You call them death squads. Ask many Shia, and they'll them "justice squads" in retaliation for Sunni terrorism. Roughly the same thing happened in El Salvador in the 1980s when Communists were behaving the same way the Sunni Iraqis are now. It's bad and it should be stopped, but it's far from the end of the world, as the El Salvadoran example proves.

kill the hope of the Iraqi people for the future.

The last poll, taken in June, showed most Iraqis think their country is headed in the right direction. That means Iraqis have more confidence in Iraq's future than Americans have about America's future.

Comment Posted By TallDave On 21.08.2006 @ 15:01

Massive troop deployment and engagement will only refuel and intensify the insurgency at this point. It is too late, with too many blunders already committed, to win the hearts and minds of the Iraqi people, so they may themselves extinguish the insurgency.

Sorry, but that's just silly. You talk about insurgency like it's a house on fire that everyone wants to put out, rather than self-interested parties acting in their perceived best interests. Sunni youth are fighting because it offers them a chance to seize power, achieve status, and earn money (either from ransom or from Saddamist/Al Qaedist paymasters). More U.S. troops, less U.S. troops, it wouldn't matter, because post-Fallujah this isn't a military problem, it's a civil disorder problem, and will be solved only with the imposition of Iraqi civil authority.

There are large numbers of people in Iraq who want, for various reasons, to commit murder. The major difference is that today those people are not running Iraq's government.

Iraq has had huge, bloody civil wars every decade for some time now, well before we ever showed up. The current violence is unfortunate, but everything that goes wrong in Iraq is not our fault, nor necessarily our problem to solve. The democratic gov't is in little danger of falling, Saddam is on trial, and Iraqis have a measure of freedom.
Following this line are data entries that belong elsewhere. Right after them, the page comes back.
PR #875, opened 2021-03-29
Add check for Laplacian for libxc functionals

### LINKED ISSUE #832: PySCF gives wrong results for Laplacian dependent functionals
PySCF is not currently checking whether a functional depends on the electron density laplacian, and thereby gives incorrect results for e.g. the SCAN-L family of functionals.

susilehtola:
Closes #832


susilehtola:
I've also removed some code that shouldn't be necessary anymore in the Libxc 5.1 series, since we've eliminated a lot of NaN related errors by rewriting the functionals to be numerically stable.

Comment Posted By TallDave On 21.08.2006 @ 13:53

But I realize many readers who have been following my evolving position on the War in Iraq know how pessimistic I have become over the last six months about the chances of that bloody land achieving anything like a stable, democratic government.
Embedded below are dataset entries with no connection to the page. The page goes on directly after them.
PR #879, opened 2021-04-01
Adding utils to make NOs from restricted and unrestricted methods.

jamesETsmith:
# Summary
This PR adds a new function to `mcscf.addons` called `make_natural_orbitals` to facilitate running CASCI/CASSCF calculations. 

## Motivation
Based on the [discussion](https://github.com/pyscf/pyscf-doc/pull/35#discussion_r605115424) going on in `pyscf-doc`, it would be nice to show users how to setup CASCI calculations based on MP2/CISD natural orbitals. It's only a few lines of math to make natural orbitals, but I thought it would be a good idea to add some simple tools to make this as easy as possible for users.

## Testing
 I've added two new tests which I checked against ORCA to ensure that the natural orbital occupations my tools produce is accurate.


pyscf/mcscf/addons.py
```diff
@@ -307,6 +307,46 @@ def sort_mo_by_irrep(casscf, mo_coeff, cas_irrep_nocc,
...
+        Dm = rdm1
+    else:
+        raise ValueError("\n\tThe rdm1 generated by method_obj.make_rdm1() was a {}.".format(type(rdm1))
+            + 
+            "\n\tThis type is not supported, please select a different method and/or open an issue at https://github.com/pyscf/pyscf/issues"
+        )
+
+    # Diagonalize the DM in AO (using Eqn. (1) referenced above)
+    A = reduce(numpy.dot, (S, Dm, S))
+    w, v = scipy.linalg.eigh(A, b = S)
```
susilehtola, line 341: You shouldn't use scipy here; you should use the method's `eig` which may have been overwritten

susilehtola: This implementation is not safe in linearly dependent basis sets.

A better alternative would be to diagonalize in the basis of the molecular orbitals, which form an orthonormal set.

pyscf/mcscf/addons.py
```diff
@@ -307,6 +307,46 @@ def sort_mo_by_irrep(casscf, mo_coeff, cas_irrep_nocc,
...
+
+    # Flip NOONs (and NOs) since they're in increasing order
+    noons = numpy.flip(w)
+    natorbs = numpy.flip(v, axis=1)
```
susilehtola, line 345: An easier way would be to diagonalize the negative of the density matrix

Huh? Iraq has a stable, democratic government NOW, blood notwithstanding, and 275,000 troops (they may not be model soldiers, but by all accounts the majority are superior to their enemies) to keep it that way. There's violence, but strategically there is no existential threat to the regime. The insurgency is local to Sunni areas, has no popular mandate at all, and really amounts to little more than a major criminal enterprise.

People are taking a not inconsiderable amount of civil disorder (which one might expect from the collapse of a brutal police state) and blowing it out of all proportion. Read Powerline's analysis of the Iraq violence and comparisons to actual civil wars; things could be a LOT worse.
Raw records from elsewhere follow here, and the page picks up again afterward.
PR #888, opened 2021-04-07
Cleanup FNOCCSD

tberkel:


examples/cc/22-fnoccsd.py
```diff
@@ -15,16 +15,29 @@
 mol.basis = 'cc-pvqz'
 mol.build()
 
+# test code correctness
 mf = scf.RHF(mol).run()
 mycc = cc.CCSD(mf).run()
 print(mycc.e_corr - -0.3170511898840137)
+nvir = mycc.nmo-mycc.nocc
```
verena-neufeld, line 22: I would make this more explicit, e.g. `nvir_mo`?

pyscf/mp/mp2.py
```diff
@@ -199,6 +199,14 @@ def make_fno(mp, thresh=1e-6, pct_occ=None, nvir_act=None, t2=None):
...
     Frozen natural orbitals
 
+    Attributes:
+        thresh : float
+            Threshold on NO occupation numbers. Default is 1e-6 (very conservative).
+        pct_occ : float
+            Percentage of total occupation number. Default is None. If present, overrides `thresh`.
+        nvir_act : int
+            Number of virtual NOs to keep. Default is None. If present, overrides `thresh` and `pct_occ`.
+
```
verena-neufeld, line 209: Great to see this added! For completeness, `t2` should probably very briefly be described, too.

verena-neufeld (commented):
Thanks for all this clean up! 
- I am getting this warning: `<class 'pyscf.cc.ccsd.CCSD'> does not have attributes  delta_emp2` (but this is not a big issue)
- Is there a danger that people will have been using the files you are removing, breaking backwards compatibility or do you consider them very niche or faulty so they should be removed?
Thanks!

verena-neufeld:
I think the warning can stay unless you think of a quick way to not make it appear (I felt I should point it out in the off chance you missed it). Renaming `nvir` is a personal taste, you can choose to ignore it :D.

sunqm (approved):
Just to ensure, rccsd_hybrid code was not accidentally deleted?

tberkel:
Correct, not an accident. That was development code that accidentally got
included in an earlier PR. I’m sure no one is using it.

As for Cobra II, I found it next to worthless as an analysis. It constantly makes cause and effect assumptions that have little or no basis in reality. It's basically a collection of DNC talking points.

There are a lot of problems in Iraq, but they do not come near to equalling the successes: we've crushed Saddam's regime, put the dictator on trial, and now Iraq is a democracy with one of the highest degrees of political freedom of any country in the region besides Israel.